# Omega Seamaster 300M size comparison



## longplay (Sep 27, 2017)

Not entirely sure which section this belongs in, so here it goes.

Among other things, I have been considering a quartz 300M as a beater, and wondered if the mid-size would work. I got a chance to try them both on yesterday and thought I would add a comparison for those thinking about it.










For scale, I have a roughly 6.75" wrist.

The mid-size doesn't look too bad in the photos, but looked and felt very small on (and I'm someone who generally likes smaller watches). It was significantly lighter than the 41 though (these were both autos).
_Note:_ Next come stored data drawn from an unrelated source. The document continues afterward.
PR #2894, opened 2023-03-30
New example: substring logs down to a specific length

atoulme:
This example showcases how to use the `Substring` ottl function in the transform processor to limit the length of a particular log record.


examples/otel-logs-truncate-splunk/README.md
```diff
@@ -0,0 +1,16 @@
+# Splunk HEC Example
```
rmfitzpatrick, line 1: What's the difference between the existing `splunk-hec-<...>` and `otel-logs-<...>` examples and can this field not be added to an existing w/ documentation so that we don't need an additional one?

atoulme: not really thought through this. Maybe those examples also need to give live elsewhere. @theletterf wdyt?

examples/otel-logs-truncate-splunk/otel-collector-config.yml
```diff
@@ -0,0 +1,58 @@
+receivers:
```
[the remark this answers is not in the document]
atoulme: sure thing done.

rmfitzpatrick (approved):

PR #2901, opened 2023-04-03
Add E2E test for zero-config for Windows IIS .NET apps

pjanotti:
Creates an E2E test to validate that the deployment of the SFx.NET via the install script is working for .NET Framework apps hosted on Windows IIS.


atoulme (approved):

pmcollins (approved):
Nice!

.github/workflows/build-and-test.yml
```diff
@@ -487,6 +487,62 @@ jobs:
...
+    runs-on: windows-2022
+    needs: [ windows-msi ]
+    steps:
+      - name: Check out the codebase.
+        uses: actions/checkout@v3
+
+      - name: Set up Go
+        uses: actions/setup-go@v3
+        with:
+          go-version: ${{ env.GO_VERSION }}
```
jeffreyc-splunk, line 500:
```suggestion
        uses: actions/setup-go@v4
        with:
          go-version: ${{ env.GO_VERSION }}
          cache-dependency-path: '**/go.sum'
```

.github/workflows/build-and-test.yml
```diff
@@ -487,6 +487,62 @@ jobs:
             throw "Failed to uninstall fluentdwinsvc."
           }
 
+  windows-zeroconfig-e2e-test:
+    runs-on: windows-2022
```
jeffreyc-splunk, line 491: Is there any value in also testing on `windows-2019`?

pjanotti: In principle no: there shouldn't be any difference affecting the versions shipped with the .NET instrumentation, nor the app itself. There is always a possibility of some difference, but, it is extremely unlikely in this case.

tests/zeroconfig/windows/README.md
```diff
@@ -0,0 +1,19 @@
+# Tests for Splunk Zero Configuration of .NET applications hosted on Windows IIS
+
+Tests in this directory validate that automatic instrumentation of
+.NET and .NET Framework applications hosted on Windows IIS are working under
+a deployment following the Zero Configuration procedures.
+
+## Requirements to run the tests locally
+
+The GitHub job `windows-zeroconfig-e2e-test` in the [`build-and-test`](../../../.github/workflows/build-and-test.yml)
```
rmfitzpatrick, line 9: Having all the setup in ci logic can make maintainability and debugging difficult. Would it be reasonable to migrate to a ps1 script and invoke there?

tests/zeroconfig/windows/testdata/expected_resource_metrics.yaml
```diff
@@ -0,0 +1,6 @@
+resource_metrics:
+  - attributes:
+    scope_metrics:
+      - metrics:
+          - name: otelcol_exporter_sent_spans
```
rmfitzpatrick, line 5: Do you mind adding all the expected metrics including labels? `<ANY>` can be used as a value for dynamic ones where we mainly care about the attr presence/key.

.github/workflows/build-and-test.yml
```diff
@@ -487,6 +487,63 @@ jobs:
             throw "Failed to uninstall fluentdwinsvc."
           }
 
+  windows-zeroconfig-e2e-test:
```
rmfitzpatrick, line 490: I'm not sure this needs to run w/ `build-and-test` and think a new zero config workflow could be added that is limited to `internal/buildscripts/packaging/msi` and `instrumentation` content changes.

.github/workflows/build-and-test.yml
```diff
@@ -487,6 +487,63 @@ jobs:
...
+
+      - name: Build Docker compose
+        working-directory: tests/zeroconfig/windows/testdata/
+        run: |
+          docker compose build
+
+      - name: Run the test
+        working-directory: tests/zeroconfig/windows/
+        run: |
+          go test -timeout 5m -run ^TestWindowsIISInstrumentation$ -tags zeroconfig -v
```
rmfitzpatrick, line 541: `-tags zeroconfig` could be used if added to the test file so we don't need to filter w/ `-run`

.github/workflows/build-and-test.yml
jeffreyc-splunk: Only downside to moving to a new workflow is that it would require duplicating the build for all upstream deps (otelcol, agent bundle, and msi).

Alternatively, maybe we can try something like https://github.com/marketplace/actions/paths-changes-filter to only run the job when there are relevant changes?

tests/zeroconfig/windows/testdata/expected_resource_metrics.yaml
pjanotti: > Do you mind adding all the expected metrics including attributes*?

Most of the metrics are independent of the .NET instrumentation, or do you mean only the ones expected after the request to the instrumented application is done?

.github/workflows/build-and-test.yml
pjanotti: If adding the 3rd party action is acceptable it sounds good to me - this action seems reputable. Related Q.: is this enough to guarantee that it runs at least once for each release?

tests/zeroconfig/windows/README.md
pjanotti: I personally prefer the separate action steps: typically you run a few of them and then repeat a specific one to debug/investigate. My guess is that the script will be run only in CI, for debug/investigation devs will copy and paste particular lines of the script. That said I will make the change so we can better judge it.

.github/workflows/build-and-test.yml
rmfitzpatrick: We could also run this for merges to main for general tracking coverage?

jeffreyc-splunk: If we want to use that action, I think we can add the action to the upstream `windows-msi` job and configure this job to always run for `main` or for relevant changes.  Maybe something like:
```
windows-msi:
  outputs:
    zeroconfig: ${{ steps.filter.outputs.zeroconfig }}
  steps:
      uses: actions/checkout@v3
    - uses: dorny/paths-filter@v2
      id: filter
      with:
        filters: |
          zeroconfig:
            - path1
            - path2
            - ...
```
and then
```
windows-zeroconfig-e2e-test:
  needs: [ windows-msi ]
  if: ${{ github.ref_name == 'main' || needs.windows-msi.outputs.zeroconfig == 'true' }}
  steps: ...
```

tests/zeroconfig/windows/testdata/expected_resource_metrics.yaml
pjanotti: Yes, this is an internal collector metric. The SFx.NET metrics are disabled by default so I didn't want to rely on them.

tests/zeroconfig/windows/README.md
pjanotti: After writing it, I liked it :) - let's see if it passes CI ...

tests/zeroconfig/windows/testdata/expected_resource_metrics.yaml
pjanotti: I have a story to add the resource spans to testutils, the plan is to switch this test to actually check for the spans.

tests/zeroconfig/windows/README.md
rmfitzpatrick: Thanks!

tests/zeroconfig/windows/testdata/expected_resource_metrics.yaml
rmfitzpatrick: Adding resource spans checks sounds great though it took me a bit to understand the evaluated flow here. You're installing two collectors, one for zero config w/ ingest url configured to be the signalfx receiver of the second collector, which is configured to report to the test's otlp sink?

tests/zeroconfig/windows/testdata/Dockerfile.pipeline.collector
```diff
@@ -0,0 +1,27 @@
...
+
+# WARNING: Passing access token as a build argument is to facilitate manual validation of this Dockerfile. It shouldn't be used in production.
+ARG verify_access_token=false
+ARG access_token=some_token
+ENV VERIFY_ACCESS_TOKEN=$verify_access_token
+ENV ACCESS_TOKEN_TMP=$access_token
+RUN `
+    $token = $Env:ACCESS_TOKEN_TMP; `
+    $collector_msi_path = (dir "c:\setup\splunk-otel-collector-*.msi").FullName; `
+    c:\setup\install.ps1 -access_token $token -msi_path $collector_msi_path -with_fluentd $false -ingest_url "http://10.1.1.1:4318"
```
rmfitzpatrick, line 21: mind configuring it to use a reserved/unused address in the off chance something leads it to report to the otlp sink directly?

```suggestion
    c:\setup\install.ps1 -access_token $token -msi_path $collector_msi_path -with_fluentd $false -ingest_url "http://192.0.2.1:12345"
```

tests/zeroconfig/windows/testdata/expected_resource_metrics.yaml
pjanotti: yes, I tried to document that on the test code, may require some re-wording to make that clear... see https://github.com/signalfx/splunk-otel-collector/pull/2901/files#diff-164dad5cd795a3f716eea69cefc15b2062e4d9d766cfa9ee103ae943716a40f1R41

.github/workflows/build-and-test.yml
pjanotti: I guess this is the last pending thing to merge this PR. I will take a look in the afternoon PT.

pjanotti: I opted to have a dedicated job instead of piggybacking on `windows-msi` since the job is very light weight, but, no strong opinion about that, see https://github.com/signalfx/splunk-otel-collector/pull/2901/commits/2ce7fb89dca76f1569d7968a2857d99b9877eeda

tests/zeroconfig/windows/windows_iis_test.go
```diff
@@ -0,0 +1,111 @@
...
+	// New-NetFirewallRule -DisplayName 'zc-iis-test' -Direction Inbound -LocalAddress 10.1.1.1 -LocalPort 4318 -Protocol TCP -Action Allow -Profile Any
+	//
+	// The command to remove the rule is:
+	//
+	// Remove-NetFirewallRule -DisplayName 'zc-iis-test'
+	//
+	// The OTLP also requires the Docker compose network to be created before it is initialized, since
+	// the address is part of that network.
+	//
+	otlp, err := testutils.NewOTLPReceiverSink().WithEndpoint("10.1.1.1:4318").Build()
```
rmfitzpatrick, line 68: Thanks for revealing a pain point. Ideally this would be possible w/ the testcase helpers but hardcoding the endpoint complicates it. Will be sure to add an option for this and update in the future.

.github/workflows/build-and-test.yml
```diff
@@ -487,6 +487,55 @@ jobs:
...
+      changed: ${{ steps.filter.outputs.changed }}
+    steps:
+    - uses: dorny/paths-filter@v2
+      id: filter
+      with:
+        filters: |
+          changed:
+            - 'internal/buildscripts/packaging/installer/install.ps1'
+            - 'internal/buildscripts/packaging/msi/**'
+            - 'pkg/signalfx-agent/bundle/**'
```
jeffreyc-splunk, line 506: Should the tests also be included?
```suggestion
            - 'pkg/signalfx-agent/bundle/**'
            - 'tests/zeroconfig/**'
```

pjanotti: Good point @jeffreyc-splunk pending...

rmfitzpatrick (approved):
Thanks!

jeffreyc-splunk (approved):

PR #2921, opened 2023-04-05
[lightprometheusreceiver] initial working draft

dloucasfx:
This is the initial working draft for `lightprometheusreceiver`


rmfitzpatrick:
Would it be better to update the simple prometheus receiver that we already contributed instead of adding a new one? With prometheus, simple prometheus and the prometheus-exporter monitor this would be the fourth prometheus receiver for scraping metric views.

rmfitzpatrick:
Please add an integration test. There's an existing one w/ internal metrics that could be used as a basis: https://github.com/signalfx/splunk-otel-collector/blob/main/tests/receivers/prometheus/internal_prometheus_test.go

internal/receiver/lightprometheusreceiver/scraper.go
```diff
@@ -0,0 +1,223 @@
...
+				dp := gauge.DataPoints().AppendEmpty()
+				dp.SetDoubleValue(fm.GetGauge().GetValue())
+				dp.SetTimestamp(now)
+				for _, l := range fm.GetLabel() {
+					if l.GetValue() != "" {
+						dp.Attributes().PutStr(l.GetName(), l.GetValue())
+					}
+				}
+			}
+		case dto.MetricType_HISTOGRAM, dto.MetricType_GAUGE_HISTOGRAM:
```
jinja2, line 172: Would we consider adding an option to this receiver to drop certain type of prom metrics?
I have a use case where I want to collect prom metrics from some k8s components but am not really interested in the histogram metrics because the buckets are generated dynamically and w/o native UI support for histogram in O11y, visualizing these is not a good experience. So I would just like to not collect them instead of adding exclusion rules for specific metrics.

dloucasfx: good point, yes we can and I think we should. @atoulme wdyt?

internal/receiver/lightprometheusreceiver/factory.go
```diff
@@ -0,0 +1,57 @@
...
+	"go.opentelemetry.io/collector/receiver/scraperhelper"
+)
+
+const typeStr = "lightprometheus"
+
+func NewFactory() receiver.Factory {
+	return receiver.NewFactory(
+		typeStr,
+		createDefaultConfig,
+		receiver.WithMetrics(createMetricsReceiver, component.StabilityLevelDevelopment),
```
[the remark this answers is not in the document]
atoulme: Yes, we could move it to alpha: https://github.com/open-telemetry/opentelemetry-collector#stability-levels

internal/receiver/lightprometheusreceiver/scraper.go
```diff
@@ -0,0 +1,223 @@
...
+				}
+				dp.SetSum(fm.GetSummary().GetSampleSum())
+				dp.SetCount(fm.GetSummary().GetSampleCount())
+				for _, l := range fm.GetLabel() {
+					if l.GetValue() != "" {
+						dp.Attributes().PutStr(l.GetName(), l.GetValue())
+					}
+				}
+			}
+		case dto.MetricType_UNTYPED:
```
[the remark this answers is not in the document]
atoulme: Not sure. Gauge is the most generic metric type and we should be good with it for now.

internal/receiver/lightprometheusreceiver/scraper.go
dloucasfx: right, filtering at the source will save us a few bytes... anything we can do save one bit of memory at a time :-)

atoulme:
> Would it be better to update the simple prometheus receiver that we already contributed instead of adding a new one? 
True, the aim is to test it here and move it upstream, and see if we can use simpleprometheusreceiver. Tough though as it changes the config.

internal/receiver/lightprometheusreceiver/scraper.go
atoulme: let's do it in a separate PR. Less is more.

atoulme: https://signalfuse.atlassian.net/browse/OTL-2009 is filed to follow up.

PR #2924, opened 2023-04-06
remove set library

atoulme:
This PR removes the gopkg.in/fatih/set.v0 library in favor of a switch statement.


dmitryax (approved):
Nice 👍

PR #2927, opened 2023-04-06
Improve error handling for windows installers

jeffreyc-splunk:
For the windows installer script and chocolatey installer:
- Add retries (max of 3) when starting/stopping the collector and fluentd services
- Check the exit code when installing MSI's
- Move service starts to the end, after all components have been installed
- Update failure messages
- Add new workflow to test windows installer script
- Update installation tests

Known issue:
- CI tests may occasionally fail when the installers try to start the collector service with our default configs, e.g. https://github.com/signalfx/splunk-otel-collector/actions/runs/4872776707/jobs/8691911641
  ```
  failed to start service: failed to start extensions: listen tcp 0.0.0.0:55679: bind: An attempt was made to 
  access a socket in a way forbidden by its access permissions.; failed to shutdown pipelines: no existing 
  monitoring routine is running; no existing monitoring routine is running; no existing monitoring routine is 
  running; no existing monitoring routine is running
  ```
  Still unsure if it's an environmental issue with github runners, or with the collector service itself.

### DIFF
--- a/.github/workflows/build-and-test.yml
+++ b/.github/workflows/build-and-test.yml
@@ -451,17 +451,29 @@ jobs:
           path: ./dist
 
       - name: Installation test
+        env:
+          token: fake-token
+          realm: fake-realm
+          memory: "256"
         run: |
           $ErrorActionPreference = 'Stop'
           Set-PSDebug -Trace 1
           $msi_path = Resolve-Path .\dist\splunk-otel-collector*.msi
           $env:VERIFY_ACCESS_TOKEN = "false"
-          .\internal\buildscripts\packaging\installer\install.ps1 -access_token "testing123" -realm "test" -msi_path "$msi_path" -mode "${{ matrix.MODE }}" -with_fluentd $${{ matrix.WITH_FLUENTD }}
+          .\internal\buildscripts\packaging\installer\install.ps1 -access_token "${{ env.token }}" -realm "${{ env.realm }}" -msi_path "$msi_path" -mode "${{ matrix.MODE }}" -memory "${{ env.memory }}" -with_fluentd $${{ matrix.WITH_FLUENTD }}
           Start-Sleep -s 30
-          powershell.exe -File .github\workflows\scripts\win-test-services.ps1 -mode "${{ matrix.MODE }}" -with_fluentd "${{ matrix.WITH_FLUENTD }}"
-          powershell.exe -File .github\workflows\scripts\win-test-support-bundle.ps1 -mode "${{ matrix.MODE }}" -with_fluentd "${{ matrix.WITH_FLUENTD }}"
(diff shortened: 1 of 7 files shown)


.github/workflows/build-and-test.yml
```diff
@@ -399,13 +399,13 @@ jobs:
       - name: Installation test
         run: |
           $ErrorActionPreference = 'Stop'
-          Set-PSDebug -Trace 1
+          # Set-PSDebug -Trace 1
```
pjanotti, line 402: I don't know from the top of my head how to do it, but, instead of commenting out this line it may be worth making it use an input for the workflow, so it has a desired default for the automatic runs but you can provide a different value when running it manually.

.github/workflows/scripts/win-test-services.ps1
```diff
@@ -1,29 +1,46 @@
...
     [string]$mode = "agent",
+    [string]$access_token = "testing123",
+    [string]$realm = "test",
+    [string]$memory = "512",
     [string]$with_fluentd = "true"
 )
 
 $ErrorActionPreference = 'Stop'
-Set-PSDebug -Trace 1
+# Set-PSDebug -Trace 1
```
pjanotti, line 10: Similar suggestion to the CI workflow: use a parameter with the desired default.

internal/buildscripts/packaging/choco/splunk-otel-collector/tools/common.ps1
```diff
@@ -108,4 +132,24 @@ For more information execute:
...
 }
 
+function install_msi([string]$path) {
+    Write-Host "Installing $path ..."
+    $startTime = Get-Date
+    $proc = (Start-Process msiexec.exe -Wait -PassThru -ArgumentList "/qn /norestart /i `"$path`"")
+    if ($proc.ExitCode -ne 0 -and $proc.ExitCode -ne 3010) {
+        $err = "The installer failed with error code ${proc.ExitCode}."
+        try {
+            $events = (Get-WinEvent -ProviderName "MsiInstaller" | Where-Object { $_.TimeCreated -ge $startTime })
```
pjanotti, line 142: 🥇

pjanotti (approved):
Took a quick look since it was mentioned in the other PR that I was reviewing: LGTM. Feel free to ping me if you want another review when is not a draft anymore.

.github/workflows/build-and-test.yml
jeffreyc-splunk: Thanks.  I just commented it out as a temporary change to decrease the noise during my testing.  We can use https://docs.github.com/en/actions/using-workflows/workflow-syntax-for-github-actions#onworkflow_dispatchinputs to change this for manual runs, if necessary.

rmfitzpatrick (approved):

PR #2929, opened 2023-04-07
Fixing systemd metadata so sendLoadState, sendSubState and sendActiveState options work again

dloucasfx:


crobert-1 (approved):
I'm still unsure why `gauge.substate.running` doesn't have a `group`, but I left a comment on the [other PR](https://github.com/signalfx/signalfx-agent/pull/2778) so I won't duplicate it here.

Looks good otherwise!

dloucasfx:
> I'm still unsure why `gauge.substate.running` doesn't have a `group`, but I left a comment on the [other PR](https://github.com/signalfx/signalfx-agent/pull/2778) so I won't duplicate it here.
> 
> Looks good otherwise!

this is a default metric, the only metric that gets sent without any option enabled.

PR #5388, opened 2024-09-19
DNM: Test the test from fix choco upgrade with custom env vars

pjanotti:
I want to be double-safe and test the test for this, related PR #5386


pjanotti:
Ok, the double-quote issue is making the upgrade test not to finish because the MSI tries to display a dialog box and there is no one to click on it... let me modify the code to test the env vars themselves

pjanotti:
Equivalent to the test above but with the correct test code https://github.com/signalfx/splunk-otel-collector/actions/runs/10947292400/job/30396219992#step:5:189

pjanotti:
ok, tests are working as intended

PR #5406, opened 2024-09-25
PLAYGROUND -- DO NOT MERGE -- 110 upgrade

hughesjj:
My tracking branch so we can blow away the other one but apply attempted fixes


internal/receiver/signalfxgatewayprometheusremotewritereceiver/metadata.yaml
```diff
@@ -1,10 +1,9 @@
 type: "signalfxgatewayprometheusremotewrite"
-github_project: signalfx/splunk-otel-collector
```
dmitryax, line 2: Why is this removed?

PR #5452, opened 2024-10-05
Refactor metric tests

atoulme:
**Description:**
Building on #5451, this refactors tests to use pdata checks to test the metrics.


tests/receivers/discovery/host_observer_test.go
```diff
@@ -48,6 +49,9 @@ func TestDiscoveryReceiverWithHostObserverAndSimplePrometheusReceiverProvideStat
 
 	assert.Eventually(t, func() bool {
 		if tc.OTLPReceiverSink.LogRecordCount() == 0 {
+			if err == nil {
+				err = fmt.Errorf("no logs received")
+			}
```
atoulme, line 54:
```suggestion
```
No that can go sorry.

tests/receivers/discovery/host_observer_test.go
```diff
@@ -17,6 +17,7 @@
 package tests
 
 import (
+	"fmt"
```
atoulme, line 20:
```suggestion
```

PR #5473, opened 2024-10-08
Properly use run_state token

aknarts:
**Description:** 
Chef does not explicitly merge node.default and node.run_state data.

The complicated bit here is the hec_token https://github.com/signalfx/splunk-otel-collector/blob/main/deployments/chef/attributes/default.rb#L21

I cannot use run_state in attributes as it is empty at that point.
My solution is to have this line after I set the token but not sure if that needs to be specified somewhere
```
node.default['splunk_otel_collector']['splunk_hec_token'] = "#{node['splunk_otel_collector']['splunk_access_token']}"
```

**Testing:** 

Tested on our internal node, Linux only

**Documentation:** 
This option was already documented but not actually working

### DIFF
--- a/deployments/chef/recipes/collector_win_config_options.rb
+++ b/deployments/chef/recipes/collector_win_config_options.rb
@@ -2,7 +2,7 @@
 # Recipe:: collector_win_config_options
 
 collector_env_vars = [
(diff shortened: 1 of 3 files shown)


atoulme (approved):
LGTM.

PR #5483, opened 2024-10-11
Move packaging to its own top level folder

atoulme:
Move packaging outside, making internal dedicated to go code.


atoulme:
linkChecker is expected to fail on the link, since the link moves to point to the expected location of the resource in main branch after the merge.

PR #5505, opened 2024-10-15
[chore] add a smoke test for the TA

hughesjj:
it's building via make locally need to add more to the test (thinking about using yq to inject some exporter config to a file and mounting such to the docker compose)

### DIFF
--- a/.github/workflows/splunk-ta-otel.yml
+++ b/.github/workflows/splunk-ta-otel.yml
@@ -1,0 +1,62 @@
+name: splunk-ta-otel-build
+
+on:
+  push:
+    branches:
+      - main
+  pull_request:
+    paths:
+      - '.github/workflows/splunk-ta-otel.yml'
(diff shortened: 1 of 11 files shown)


atoulme (approved):

.github/workflows/splunk-ta-otel.yml
```diff
@@ -0,0 +1,65 @@
...
+      - 'pkg/**'
+      - 'tests/**'
+      - '!**.md'
+
+concurrency:
+  group: splunk-technical-addon-${{ github.event.pull_request.number || github.ref }}
+  cancel-in-progress: true
+
+defaults:
+  runs-on: "ubuntu-20.04"
```
atoulme, line 22: The workflow is not valid. .github/workflows/splunk-ta-otel.yml (Line: 22, Col: 3): Unexpected value 'runs-on'

PR #5545, opened 2024-10-24
Use pdata for prometheus monitor

atoulme:


internal/signalfx-agent/pkg/monitors/prometheusexporter/conversion.go
```diff
@@ -96,27 +138,51 @@ func makeHistogramDatapoints(name string, ms []*dto.Metric) []*datapoint.Datapoi
...
-			dps = append(dps, sfxclient.Cumulative(name+"_count", dims, int64(h.GetSampleCount()))) //nolint:gosec
+			metric := pmetric.NewMetric()
+			metric.SetName(name + "_count")
+			sum := metric.SetEmptySum()
+			sum.SetIsMonotonic(true)
+			sum.SetAggregationTemporality(pmetric.AggregationTemporalityCumulative)
+			dp := sum.DataPoints().AppendEmpty()
+			dp.SetIntValue(int64(h.GetSampleCount())) //nolint:gosec // disable G115
+			_ = dp.Attributes().FromRaw(dims)
+			dps = append(dps, metric)
```
dmitryax, line 149: So, we are creating one metric with one data point for each Prometheus time series. Is that correct? I don't see any combining logic down the road...

dmitryax: Looks like the existing `sfxDatapointsToPDataMetrics` implementation does pretty much the same though...

dmitryax:
Do we have any tests to confirm that the output hasn't changed?

dmitryax (approved):
LGTM assuming we have tests covering the output

internal/signalfx-agent/pkg/monitors/prometheusexporter/conversion.go
atoulme: Yes, this is a simple follow through to make sure we get the same behavior for now.

atoulme:
Yes, we have multiple tests that check with golden files that the prometheus metrics match. Both for simple gauges and counters and histograms.

PR #5546, opened 2024-10-24
use pdata for sql data

atoulme:


pjanotti:
@atoulme - reopen if needed, closing for the time being.

PR #5548, opened 2024-10-25
[chore] Update docker dependancies

dmitryax:
https://github.com/hashicorp/go-secure-stdlib/pull/136 has been resolved and released as part of v0.4.1. Blocking docker dependencies from the upgrade is no longer needed.


atoulme (approved):

atoulme:
We need this for 0.112.0, thanks! However it looks like that breaks the docker monitor.

atoulme:
This is almost ready to merge, one lint issue with a deprecated API. Given that this blocks updating the collector, I'd like to merge this, and open a follow up to fix the lint issue in parallel to updating dependencies. Please let me know if that works?

PR #5553, opened 2024-10-25
Revert "Update jmx-metric-gatherer to latest (#5534)"

atoulme:
This reverts commit 5580753a03ec42e85fac58cc254c0df48a34c6d2.

The 0.112.0 PR indicates the version of the jmx-metrics-gatherer we merged in is still not supported, so reverting back to a known stable version.


dmitryax (approved):

dmitryax:
I don't like our conditional test jobs. I think we need to enable all the tests unconditionally. It'll allow us to set make more of them required

PR #5672, opened 2024-12-06
Deprecate SPLUNK_TRACE_URL env var and don't use it in default configs

dmitryax:
Deprecate `SPLUNK_TRACE_URL` environment variable and replace with `${SPLUNK_INGEST_URL}/v2/trace`in the default configs. `SPLUNK_TRACE_URL` is still automatically set in the binary computed from on `SPLUNK_REALM` or `SPLUNK_INGEST_URL` environment variables to not break existing configurations. However, it is recommended to
  update the configurations to use `${SPLUNK_INGEST_URL}/v2/trace` instead.

Also, packaging and mass deployment solutions were update to not provide the option to set the Trace URL since it's not being used anymore in the default configs.


asreehari-splunk (approved):
LGTM

PR #6252, opened 2026-06-22
[9638] Replace Hesa Code Sets with v2026.1 yaml ref data files implementation in Hesa Mappers

Reyko:
### Context

[9638-replace-hesa-code-sets-with-v20261-yaml-ref-data-files-implementation-in-hesa-mappers](https://trello.com/c/2bUFAj3T/9638-replace-hesa-code-sets-with-v20261-yaml-ref-data-files-implementation-in-hesa-mappers)

* Replace `Hesa::CodeSets` with `ReferenceData` in the `v2026.1` HESA mappers
* Align the degree ref data YAML files with the dfe-reference-data gem
* Validate degrees against ReferenceData instead of the gem
* Add missing Foundation degree types to `degree_type.yml`
* Resolve degree subject labels via the `degree_subject` locale
* Assert yaml ref data matches the gem codesets in specs

### Important business


app/models/api/v2026_1/degree_attributes.rb
tomtrentham, line 1: Should we also do the same for the serializer `app/serializers/api/v2026_1/degree_serializer.rb` because the 2025 version has references to `DfEReference::DegreesQuery`?

tomtrentham (approved):
This looks good. Nice clean-up of the data and extra tests too. One question inline.

app/models/api/v2026_1/degree_attributes.rb
Reyko: Yes makes sense, I'll add a ticket for that.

I'd definitely opt for the larger of the two.

Anyway, hope that helps others.


----------



## gimli (Mar 24, 2016)

Honestly, I feel like both variants look very good and I would be fine with wearing either.

I'd say that it's just a matter of which one you like the most but the "small" one doesn't look too small if you ask me.


----------



## artistmike (May 13, 2006)

I'm like you in that I have fairly slim wrists but have found that the design of both case and bracelet makes the larger size model Seamaster extremely easy and comfortable to wear... Having said that I do also wear smaller watches and like Gimli agree that the smaller version looks great too, which could be a bonus if price was a major factor ....


----------



## NOTSHARP (May 2, 2018)

To me, the mid-size looks spot on, for your wrist.

Steve.


----------



## marley (Dec 22, 2012)

My wrist is 18 cm ish..

I first bought a mid sized S.M.P. but found it too small.the full sized one however...is perfect! Looks great (I.M.H.O. anyway!), and feels great on the wrist.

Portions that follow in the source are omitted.